Work required →
Please repeat the records below exactly, from the first line through the line containing "- don't request", and nothing more.

Data shown →
+ + +

PR #6925, opened 2025-08-20
feat: radix token adapter

yjamin:
### Description

This PR splits the Radix CLI PR #6795 and only implements the TokenAdapter on Radix.

There were some minor changes made to the code:
- more accurate gas estimation
- fixed radix address conversion
- don't request proof of account to get the account public key
  - this was used for tx simulation, however, we don't actually need the pubkey of the account and instead simulation tx with a random one and disable signature checks for simulation


yjamin:
This PR will be split even further into smaller pieces. See #6929

PR #6927, opened 2025-08-20
feat: deny unsafe arithmetic

kamiyaa:
### Description

- prevent unsafe arithmetic actions

### Related issues

- https://linear.app/hyperlane-xyz/issue/ENG-2032/deny-unchecked-arithmetic-operations

## Summary by CodeRabbit

- **Bug Fixes**
  - Improved arithmetic safety across the codebase: counters, ranges, timings, retries/backoffs, serialization, gas/fee math and pagination now guard against overflow/underflow, reducing panics and edge-case failures.

- **Chores**
  - Enforced stricter linting (arithmetic-side-effect checks) and standardized safer arithmetic patterns across many crates.
  - A previously test-gated helper is now compiled in all builds.

### DIFF
--- a/rust/main/chains/hyperlane-cosmos/src/utils.rs
+++ b/rust/main/chains/hyperlane-cosmos/src/utils.rs
@@ -46,7 +46,8 @@ pub(crate) async fn get_block_height_for_reorg_period(
     };
 
     let tip = provider.latest_block_height().await?;
-    let block_height = tip.saturating_sub(period);
+    // Cosmos heights start at 1; avoid querying block 0.
+    let block_height = tip.saturating_sub(period).max(1);
     Ok(block_height)
 }
 


rust/main/agents/relayer/src/msg/pending_message.rs
```diff
@@ -926,23 +926,29 @@ impl PendingMessage {
             2 => 10,
             3 => 30,
             4 => 60,
-            i if (5..25).contains(&i) => 60 * 3,
+            i if (5..25).contains(&i) => 60u64.saturating_mul(3),
             // linearly increase from 5min to ~25min, adding 1.5min for each additional attempt
-            i if (25..40).contains(&i) => 60 * 5 + (i as u64 - 25) * 90,
+            i if (25..40).contains(&i) => 60u64
+                .saturating_mul(5)
+                .saturating_add((i as u64).saturating_sub(25).saturating_mul(90)),
```
yjamin, line 933: nit: I wonder if we can just type out the magic values here and add comments what they mean? But nothing I feel strong about

rust/main/agents/relayer/src/settings/mod.rs
```diff
@@ -159,18 +159,18 @@ impl FromRawConf<RawRelayerSettings> for RelayerSettings {
                 Ok(Some(parser)) => match parse_json_array(parser) {
                     Some((path, value)) => (path, value, true),
                     None => (
-                        &p.cwp + "gas_payment_enforcement",
+                        (&p.cwp).add("gas_payment_enforcement"),
```
yjamin, line 162: nit: maybe we want to use format! here as well to increase readability

yjamin: This would apply for all string operations

rust/main/agents/validator/src/submit.rs
```diff
@@ -386,7 +386,10 @@ impl ValidatorSubmitter {
     /// Signs and submits any previously unsubmitted checkpoints.
     async fn sign_and_submit_checkpoints(&self, mut checkpoints: Vec<CheckpointWithMessageId>) {
         // The checkpoints are ordered by index, so the last one is the highest index.
-        let last_checkpoint_index = checkpoints[checkpoints.len() - 1].index;
+        let last_checkpoint_index = match checkpoints.iter().last() {
```
yjamin, line 389: nit: could use `.last()` on the Vec directly.

yjamin: Looking at the usage of this method it is ensured that there is at least one element in `checkpoints`. Still think this is a good check.

yjamin (approved):

PR #6932, opened 2025-08-21
feat: use core provider to get state_version

yjamin:
### Description

I noticed a lot of warnings in the logs. We use 2 RPCs (Core & Gateway) for Radix chains and it  turns out that the Gateway usually reports a higher state_version (equal to block height) than the Core API. This results in errors, because we try to Query state from the higher, not available, state version. 

This PR now uses the Core API to query for the state version, which resolved all of the errors.

## Summary by CodeRabbit

- New Features
  - Added network status support in the Radix provider.
  - More accurate finalized block height and tip reporting across Radix indexers.

- Performance
  - Reduced overhead by passing binary arguments directly in Radix ISM and Mailbox calls.
  - Streamlined state-version lookups for faster, leaner queries.

- Bug Fixes
  - Improved stability and consistency of Radix reads during reorg scenarios.

- Refactor
  - Migrated indexing and provider logic to a state-version-based API for consistency across components.

### DIFF
--- a/rust/main/chains/hyperlane-radix/src/ism.rs
+++ b/rust/main/chains/hyperlane-radix/src/ism.rs
@@ -1,5 +1,5 @@
 use async_trait::async_trait;
-use scrypto::{data::manifest::manifest_encode, types::ComponentAddress};
+use scrypto::types::ComponentAddress;
 
 use hyperlane_core::{
     ChainResult, ContractLocator, Encode, HyperlaneChain, HyperlaneContract, HyperlaneDomain,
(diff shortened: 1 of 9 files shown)


rust/main/chains/hyperlane-radix/src/ism.rs
```diff
@@ -94,15 +93,14 @@ impl MultisigIsm for RadixIsm {
         message: &HyperlaneMessage,
     ) -> ChainResult<(Vec<H256>, u8)> {
         let message = message.to_vec();
-        let message = manifest_encode(&message).map_err(HyperlaneRadixError::from)?;
 
         let (validators, threshold): (Vec<EthAddress>, usize) = self
             .provider
-            .call_method(
+            .call_method_with_arg(
```
kamiyaa, line 99: this is just a better way to make calls?

kamiyaa (approved):

rust/main/chains/hyperlane-radix/src/ism.rs
yjamin: Yeah

PR #6940, opened 2025-08-25
chore: add radix typescript sdk

troykessler:
### Description

This PR adds a new radix-sdk package containing all the low-level logic for calling hyperlane transactions on the radix blockchain. This package exposes methods for submitting transactions and querying hyperlane contract states.

### Testing

Manual Testing on local network and Stokenet (their official testnet)


typescript/radix-sdk/src/modules/populate.ts
```diff
@@ -0,0 +1,580 @@
...
+    const details =
+      await this.gateway.state.getEntityDetailsVaultAggregated(
+        contract_address,
+      );
+
+    const ownerResource = (details.details as any).role_assignments.owner.rule
+      .access_rule.proof_rule.requirement.resource;
+
+    return new ManifestBuilder()
+      .callMethod(from_address, 'lock_fee', [decimal(this.gasAmount)])
```
xeno097, line 78: Considering that i see here multiple methods that have these hardcoded strings, what do you think of creating an enum with all the radix methods that we use so we can avoid magic strings? It would also help having some kind of doc comment or reference to the original doc to know what each one of these does

typescript/radix-sdk/src/modules/tx.ts
```diff
@@ -0,0 +1,519 @@
...
+    amount,
+  }: {
+    to_address: string;
+    resource_address: string;
+    amount: string;
+  }) {
+    const transactionManifest = this.populate.transfer({
+      from_address: this.account.address,
+      to_address,
+      resource_address,
```
xeno097, line 56: Is there a way to determine if a resource exists on chain? we could check if it does exists and throw a human friendly error here if it doesn't? or does the transaction fail and the message is clear enough?

typescript/radix-sdk/src/modules/tx.ts
```diff
@@ -0,0 +1,519 @@
...
+
+  private async getNewComponent(transaction: TransactionHash): Promise<string> {
+    const transactionReceipt =
+      await this.gateway.transaction.getCommittedDetails(transaction.id);
+
+    const receipt = transactionReceipt.transaction.receipt;
+    assert(receipt, `found no receipt on transaction: ${transaction.id}`);
+
+    const newGlobalGenericComponent = (
+      receipt.state_updates as any
```
xeno097, line 499: Is there any way we can avoid the any here? This type assertion could hide errors in case we upgrade the radix library to a newer version and there is a breaking change

typescript/radix-sdk/src/modules/tx.ts
```diff
@@ -0,0 +1,519 @@
...
+  public async signAndBroadcast(
+    manifest: TransactionManifest,
+  ): Promise<TransactionHash> {
+    const constructionMetadata =
+      await this.gateway.transaction.innerClient.transactionConstruction();
+
+    const transactionHeader: TransactionHeader = {
+      networkId: this.networkId,
+      startEpochInclusive: constructionMetadata.ledger_state.epoch,
+      endEpochExclusive: constructionMetadata.ledger_state.epoch + 2,
```
xeno097, line 433: Is this similar to Solana's latest block height where if we reach this height then the transaction expires? if it is should we add some kind of retry logic that automatically updates this value and after X number of retries the transaction submission fails?

typescript/radix-sdk/src/modules/tx.ts
```diff
@@ -0,0 +1,519 @@
...
+      nonce: generateRandomNonce(),
```
xeno097, line 434: Why is this random? would help having a comment or a link to the official docs explaining how the transaction is build

typescript/radix-sdk/src/modules/tx.ts
```diff
@@ -0,0 +1,519 @@
...
+    };
+
+    const transaction: NotarizedTransaction =
+      await TransactionBuilder.new().then((builder) =>
+        builder
+          .header(transactionHeader)
+          .manifest(manifest)
+          .sign(this.signIntent)
+          .notarize(this.notarizeIntent),
+      );
```
xeno097, line 447: Can we not use `.then` and operate instead on the result of `TransactionBuilder.new()` please?

typescript/radix-sdk/src/modules/tx.ts
```diff
@@ -0,0 +1,519 @@
...
+    await this.gateway.transaction.innerClient.transactionSubmit({
+      transactionSubmitRequest: {
+        notarized_transaction_hex: Buffer.from(
+          compiledNotarizedTransaction,
+        ).toString('hex'),
+      },
+    });
+    await this.query.pollForCommit(intentHashTransactionId.id);
+
+    return intentHashTransactionId;
```
xeno097, line 464: Does the radix sdk expose a way to simulate transactions before submitting them to avoid sending transactions that might fail?

typescript/radix-sdk/src/modules/tx.ts
```diff
@@ -0,0 +1,519 @@
...
+      token,
+      receiver_domain,
+      receiver_address,
+      gas,
+    });
+
+    await this.signAndBroadcast(transactionManifest);
+  }
+
+  public async unrollRemoteRouter({
```
xeno097, line 374: I think that there is a type here, shouldn't it be `unenroll...`?

typescript/radix-sdk/src/modules/tx.ts
troykessler: yes with the `query.estimateTransactionFee` method we can simulate it and get the estimated gas amount

typescript/radix-sdk/src/modules/tx.ts
troykessler: Unfortunately some properties just have the type "object" which says nothing, will add custom types instead of any

typescript/radix-sdk/src/modules/tx.ts
xeno097: I think it would be a good idea to add it then if it isn't too much work

typescript/radix-sdk/src/modules/populate.ts
```diff
@@ -0,0 +1,580 @@
...
+      await this.gateway.state.getEntityDetailsVaultAggregated(igp);
+
+    const resource = (details.details as any).role_assignments.owner.rule
+      .access_rule.proof_rule.requirement.resource;
+
+    return this.transfer({
+      from_address,
+      to_address: new_owner,
+      resource_address: resource,
+      amount: '1',
```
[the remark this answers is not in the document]
ltyu: can we add a comment here for future readers?

typescript/radix-sdk/src/modules/query.ts
```diff
@@ -0,0 +1,769 @@
...
+    );
+
+    const fee_summary: FeeSummary = (response.receipt as any).fee_summary;
+    const costing_parameters: CostingParameters = (response.receipt as any)
+      .costing_parameters;
+
+    const gasUnits =
+      BigInt(fee_summary.execution_cost_units_consumed) +
+      BigInt(fee_summary.finalization_cost_units_consumed);
+    const fee = BigInt(
```
ltyu, line 90: why not just use BigInt?

typescript/radix-sdk/src/modules/query.ts
```diff
@@ -0,0 +1,769 @@
...
+      new BigNumber(fee_summary.xrd_total_execution_cost)
+        .plus(BigNumber(fee_summary.xrd_total_finalization_cost))
+        .plus(BigNumber(fee_summary.xrd_total_storage_cost))
+        .times(new BigNumber(10).exponentiatedBy(18))
+        .toFixed(0),
+    );
+    const gasPrice =
```
ltyu, line 97: given that gasUnits and fee are both bigint, should this also be a bigint? i can imagine a caller want to do some arithmatic with these values and having to convert

typescript/radix-sdk/src/modules/query.ts
```diff
@@ -0,0 +1,769 @@
...
+    const { divisibility } = await this.getMetadata({ resource });
+
+    return BigInt(
+      new BigNumber(fungibleResource.vaults.items[0].amount)
+        .times(new BigNumber(10).exponentiatedBy(divisibility))
+        .toFixed(0),
+    );
+  }
+
+  public async getXrdBalance({
```
ltyu, line 181: this class feels way too big. can we split it up somehow? for example, the xrd methods seem to inherit from some base method (getBalance in this case)

ltyu (commented):
the classes within the modules folders feel big. would they fit into the existing Modules abstraction (Module and Reader)?

typescript/radix-sdk/src/modules/tx.ts
troykessler: don't know exactly, added a comment to the official example: https://github.com/radixdlt/typescript-radix-engine-toolkit?tab=readme-ov-file#constructing-transactions

ltyu:
> > the classes within the modules folders feel big. would they fit into the existing Modules abstraction (Module and Reader)?
> 
> They have nothing to do with our modules. The classes basically the result of already splitting up what the radix typescript sdk should be capabable of like creating mailboxes and querying tokens for example. In the modules abstractions like module & reader we would use this radix sdk package then and simply call `createMailbox(...)` and all the low level stuff that we don't want to have in the main sdk package is hidden in those "big classes"

what does "nothing to do with our modules" mean? the modules abstraction is just a way to organize the code into create, read, update. you mentioned "creating mailboxes" and "querying tokens", which is what module create and read does. For example, the `RadixPopulate` class creates manifests for isms, mailbox, hooks, enrolls routers, etc. it's doing the same-ish things with regards to different entities. seems separable

ltyu:
> > the classes within the modules folders feel big. would they fit into the existing Modules abstraction (Module and Reader)?
> 
> They have nothing to do with our modules. The classes basically the result of already splitting up what the radix typescript sdk should be capabable of like creating mailboxes and querying tokens for example. In the modules abstractions like module & reader we would use this radix sdk package then and simply call `createMailbox(...)` and all the low level stuff that we don't want to have in the main sdk package is hidden in those "big classes"

how does "creating mailboxes" have nothing to do with our modules?

troykessler:
> > > the classes within the modules folders feel big. would they fit into the existing Modules abstraction (Module and Reader)?
> > 
> > 
> > They have nothing to do with our modules. The classes basically the result of already splitting up what the radix typescript sdk should be capabable of like creating mailboxes and querying tokens for example. In the modules abstractions like module & reader we would use this radix sdk package then and simply call `createMailbox(...)` and all the low level stuff that we don't want to have in the main sdk package is hidden in those "big classes"
> 
> ~what does "nothing to do with our modules" mean? the modules abstraction is just a way to organize the code into create, read, update. you mentioned "creating mailboxes" and "querying tokens", which is what module create and read does. For example, the `RadixPopulate` class creates manifests for isms, mailbox, hooks, enrolls routers, etc. it's doing the same-ish things with regards to different entities. seems separable~ i re-read your message and its more clear to me.
> 
> fyi, im not saying you have to use the module abstraction. just saying the class could be split up in some way.

yep, split the query module class in half by creating a new subclass `RadixBase` which holds all basic functionalities

typescript/radix-sdk/src/modules/tx.ts
troykessler: added it

xeno097 (approved):
I'll approve but please wait for @ltyu to also have another look before merging

ltyu (approved):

+ + +

Final answer →
PR #6925, opened 2025-08-20
feat: radix token adapter

yjamin:
### Description

This PR splits the Radix CLI PR #6795 and only implements the TokenAdapter on Radix.

There were some minor changes made to the code:
- more accurate gas estimation
- fixed radix address conversion
- don't request proof of account to get the account public key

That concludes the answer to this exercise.